I know this is an old post and I was wondering of anyone had done mods to the front queen bed. The previous owners of my 23rs took off the front panel and covered it with an upholstery fabric, glued or sealed at the top and velcro spots at the bottom. It creates easy access to under the bed for clothes. No need to lift the mattress. We could shove several duffel bags under there. I measured and found cloth boxes that would be the right size to fit between the studs. I think we will use it for clothes. I'll try to take some pictures next time we go to my folks.


----------



## Patty (Mar 4, 2010)

OK I have a few pictures from some video I took. I just don't know how to get them on here. I think I got it now. We'll see if it works






. Anyway It looks like a bed skirt






-skirt.

I guess I need some practice on this adding stuff. I'll get the hang of it soon I hope. Anyway you can get the idea.


----------



## Doxie-Doglover-Too (Jan 25, 2007)

Patty said:


> OK I have a few pictures from some video I took. I just don't know how to get them on here. I think I got it now. We'll see if it works
> View attachment 575
> . Anyway It looks like a bed skirt
> View attachment 577
> ...


I was wondering , don't things come up and go all over when going down the road?


----------



## H2oSprayer (Aug 5, 2006)

Doxie-Doglover-Too said:


> I was wondering , don't things come up and go all over when going down the road?


I have never had a problem with the bed lifting while going down the road. Mine doesn't actually lift the bed per-say, but hold the weight of the bed when it is opened.

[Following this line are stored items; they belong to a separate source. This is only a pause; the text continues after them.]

Issue #155, opened 2020-08-06
Reconsider both curried and tupled overloads on dsharp.add etc.


dsyme:
This pattern of having both curried and tupled methods is not recommended F# design and will likely cause problems (I noticed it in strange doc generation).  I think we will probably have to just choose one or another

```
    static member add(a:Tensor, b:Tensor) = a.add(b)
    static member add(b:Tensor) = fun (a:Tensor) -> a.add(b)
    static member sub(a:Tensor, b:Tensor) = a.sub(b)
    static member sub(b:Tensor) = fun (a:Tensor) -> a.sub(b)
    static member mul(a:Tensor, b:Tensor) = a.mul(b)
    static member mul(b:Tensor) = fun (a:Tensor) -> a.mul(b)
    static member div(a:Tensor, b:Tensor) = a.div(b)
    static member div(b:Tensor) = fun (a:Tensor) -> a.div(b)
```

gbaydin:
I would really like to keep this if possible.

As I'm writing DiffSharp code, supporting both styles gave me great flexibility. The curried ones work very well with functional F# style. For example here:

https://github.com/DiffSharp/DiffSharp/blob/33dd61eff9eb33460158c4eee98f744390402630/src/DiffSharp.Core/Distributions.fs#L202

But at the same time I am also able to use curried style for more PyTorch-like code. Is the problem only about the documentation?

dsyme:
> Is the problem only about the documentation?

There are multiple potential problems:

1. Order of arguments is confusing, e.g. `dsharp.sub x y` is `y - x` not `x - y`. That's really very confusing to people, and there's nothing to force currying to be used.

2. F# type inference and tooling is not really designed for APIs like this.  I just don't know if it will be that great. Certainly F# type inference just works much better if there are fewer overloads.  Also will parameter help work? I don't know.

3. 2x the documentation

4. It might be fine for div/add/mul/... etc. with two arguments but get whacky with other things that have more arguments. What's the general rule?

5. Intellisense will be more confusing to people - 2x the entries and they won't know which to choose

6. If we add shape inference, then we have 2x the API surface area

7. Too many ways to do the same thing

8. Are user-defined binary operators also meant to follow this pattern?

Of these (1) is to me too severe to embrace this on anything non-commutative.

There's commonly also a problem where things like this combine: a 2x multiplication of your API surface area becomes 4x then 8x.... when combined with something else (like overloading on scalars).

[...]

PR #191, opened 2020-09-21
Pipelined api

gbaydin:
This PR is to keep track of the curried/tupled API restructuring discussed in #155


src/DiffSharp.Core/DiffSharp.Compose.fs
```diff
@@ -0,0 +1,283 @@
+// Pipelined operations
+module DiffSharp.Compose
```
dsyme, line 1: Nice name

src/DiffSharp.Core/DiffSharp.Shorten.fs
```diff
@@ -0,0 +1,60 @@
+// Pipelined operations
+module DiffSharp.Shorten
```
dsyme, line 1: Maybe "DiffSharp.Abbreviations" though either is ok

dsyme (approved):

src/DiffSharp.Core/DiffSharp.Shorten.fs
gbaydin: I've been thinking about many names. At some point it was "Shorthand". Then I shortened the shorthand to this.

src/DiffSharp.Core/DiffSharp.Compose.fs
gbaydin: I like it too.

src/DiffSharp.Core/DiffSharp.Shorten.fs
gbaydin: I thought about "Abbreviations" too, but it felt too long. "Abbrev" would not be great either.

gbaydin:
@dsyme I'm going ahead and merging this for 1.0. We can revisit some choices post-1.0, but I'm quite happy with this design and compromise. Let's get this in and I will focus on the other things.

PR #192, opened 2020-09-23
Feature/nn2

gbaydin:
This is for keeping track of more NN work and examples


src/DiffSharp.Core/DiffSharp.Core.fsproj
```diff
@@ -19,5 +19,6 @@
     <Compile Include="Model.fs" />
     <Compile Include="Optim.fs" />
 	<PackageReference Update="FSharp.Core" Version="$(FSharpCoreVersion)" />
+  <PackageReference Include="SixLabors.ImageSharp" Version="1.0.1" />
```
VisualMelon, line 22: It may be preferable to put anything depending on a such an external dependency (i.e. substantial or commercial) in a separate assembly (e.g. `DiffSharp.Imaging` or something). It makes everything lighter and simplifies licensing for the consumer.

PR #195, opened 2020-09-28
Feature/nn3

gbaydin:
This is to keep track of more NN-related implementations.


dsyme:
@gbaydin I have resolved the small merge conflict in this work.  It was only a small conflict and you should pull it down and resolve against any other changes you have (or re-resolve the change yourself)

gbaydin:
This has been open for a while and has significant parts that are good to go. Merging now to continue new NN bits in `feature/nn4`

Issue #150, opened 2020-06-29
Zero size tensors


dsyme:
Torch supports tensors with size zero in one or more dimensions:

```
import torch
torch.Tensor().shape
torch.tensor(0).shape
torch.tensor([]).shape
torch.tensor([[]]).shape
torch.tensor([[]]).reshape(1,0).shape

```

gbaydin:
Note `tensor(0).shape` above is different from the others as it's not a "zero size tensor", it's just a scalar tensor (shape `[]`) with value 0 and it wouldn't be different from `tensor(0.2)` for example. I think it doesn't belong in this list.

The others in the list would have shape `[0]` representing an object of type tensor without any data or actual shape.

gbaydin:
The essence of this was implemented in #196, supporting the `tensor([])` case. I think this is fine for the time being as `tensor([[]])` variants aren't often seen in practice.

PR #196, opened 2020-09-29
Zero size tensors

gbaydin:
This addresses #150


dsyme (commented):
We need more tests for operations on zero sized tensors eg addition, sum etc.

gbaydin:
> We need more tests for operations on zero sized tensors eg addition, sum etc.

@dsyme Good point. I will look at it.

PR #198, opened 2020-09-29
Zero size tensors (2)

gbaydin:
This is following from #196 and it adds more tests to ensure behavior of zero-size tensors is correct in a range of operations.


gbaydin:
@dsyme I added more tests here which uncovered a couple of edge cases in the reference backend! I think this is good enough. Let me know what you think.

dsyme (approved):
looks good!

gbaydin:
Great, let's merge it!

PR #202, opened 2020-09-30
Add some docs

dsyme:
Continue to work through the docs in Tensor.fs

This also turns on "strict" doc checking where `fsdocs` will fail if the XML is not well formed


dsyme:
@gbaydin post-hoc review requested

PR #205, opened 2020-10-02
internalise backend dispatch on dtype

dsyme:
I'm doing some work on symbol execution for shapes, devices and dtypes.

This is a related structural simplification that removes the dispatch on dtype when finding the backend.  Instead the backend itself switches on dtype if it wishes too (it doesn't have to, if the underlying tensor implementation can just accept the dtype as a parameter).

This makes the API to the backends a little simpler - only one specific type needs to be implemented to constitute a backend.  

There's no other change in this PR


dsyme:
@gbaydin I'll merge this. Let me know if you need to discuss

gbaydin:
Thanks, I will check.

PR #208, opened 2020-10-06
switch to CheckEqual in testing

dsyme:
@gbaydin This changes the testing to use a `CheckEqual(T, T)` which requires that the source and target have the same type.  The actual equality still uses AreEqual 

The fact we were using an `AreEqual(obj,obj)` overload has been completely biting me when I'm working with shapes, as it's really easy to get the types wrong on one of the arguments.  This new approach is much more robust under change


dsyme:
@gbaydin I'll just merge this when it's green, it should be easy to integrate into any work you have outstanding I think

PR #215, opened 2020-10-10
split out Tensor.Slicing.fs

dsyme:
Tensor.fs was getting a bit large - this splits out the generated slicing code


dsyme:
@gbaydin Post-hoc review requested, I think this is ok.  The one downside is that the specific slicing overloads can't be used in Tensor.fs but we're not using them currently, so I'm guessing you're ok with this.

Among other things this makes editing inside Tensor.fs much more pleasant since the edit-error-refresh cycle is much snappier, as is autocomplete etc.

gbaydin:
Sounds good especially if it helps with improving the development cycle.

PR #219, opened 2020-10-15
Document one API to try things out

migueldeicaza:


dsyme:
Cool

Just to say the preview versions of the latest upcoming release of Visual F# Tools in Visual Studio for WIndows has XML doc checking built in

Not yet available in VS for Mac - the F# tooling there will need to be updated to use the latest F# Compiler Service version to pick that up.

dsyme:
> Just to say the preview versions of the latest upcoming release of Visual F# Tools in Visual Studio for WIndows has XML doc checking built in

Because of this productivity can be a bit trashed when not using this tooling.  

I'm working with the community to get the tooling updated in Ionide in VSCode at least, which would give a viable contribution path for the docs on Mac.

thanks

src/DiffSharp.Core/DiffSharp.Compose.fs
```diff
@@ -8,7 +8,17 @@ module DiffSharp.Compose
 // static member sub(b:Tensor) = fun (a:Tensor) -> a.sub(b)
 
 type dsharp with
-    /// <summary>TBD</summary>
+    /// <summary>Returns a tensor where each row contains <paramref name="numSamples"/> indices sampled from the multinomial probability distribution located in the corresponding row of tensor input.</summary>
```
dsyme, line 11: In general I haven't been using `paramref` , partly because we don't generate any links for this.  There is checking for this in the latest F# tools to double check the reference at least, but tbh it's so clumsy to type it in I think we can use just `<c>... </c>` or plan text for now and take a separate pass to add paramref later

dsyme: Note 

* F# tools don't yet have documentation-aware rename-refactor for paramred and other references.  This makes cross-references of any kind a bit hard.  

* Only paramref are checked, other cross-references are not checked.

dsyme:
@migueldeicaza A few more things

* There are multiple entry points to the same functionality, as in pytorch, e.g. `a.conv1d(b)` and `dsharp.conv1d(a,b)` as well as the Compose and other entry points - this is intended (@gbaydin's call, it makes sense for pytorch ergonomics with an F# angle too).

* Most functions are documented in `DiffSharp.fs` .  You can just copy across.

To the OP, if you look in my photo gallery (starting here) you can see how I mounted mine. It holds the weight of the mattress and topper.


----------



## Doxie-Doglover-Too (Jan 25, 2007)

H2oSprayer said:


> I was wondering , don't things come up and go all over when going down the road?


I have never had a problem with the bed lifting while going down the road. Mine doesn't actually lift the bed per-say, but hold the weight of the bed when it is opened.

To the OP, if you look in my photo gallery (starting here) you can see how I mounted mine. It holds the weight of the mattress and topper.
[/quote]

woops, I meant, don't things come OUT from behind the curtain?


----------



## Calvin&Hobbes (May 24, 2006)

We have the lift as well, but I built mine the other way around....The base is anchored to the back of the "box", and the lift portion is to the front, or the foot of the bed. We have 80 lb struts, and they lift the bed/platform and comforter with no problem.


----------



## dennis (Jan 11, 2009)

hate to hijack this thread but i wanted to do this mod and am wondering where you guys picked up the gas struts? thinking about getting the 80# ones.

thanks,
Dennis


----------



## Rob_G (Feb 16, 2006)

Actually, thanks for hi-jacking this! Been meaning to do this myself. I just ordered what I needed from Future Sales RV out of Elkhart, IN.

Here's what I ordered....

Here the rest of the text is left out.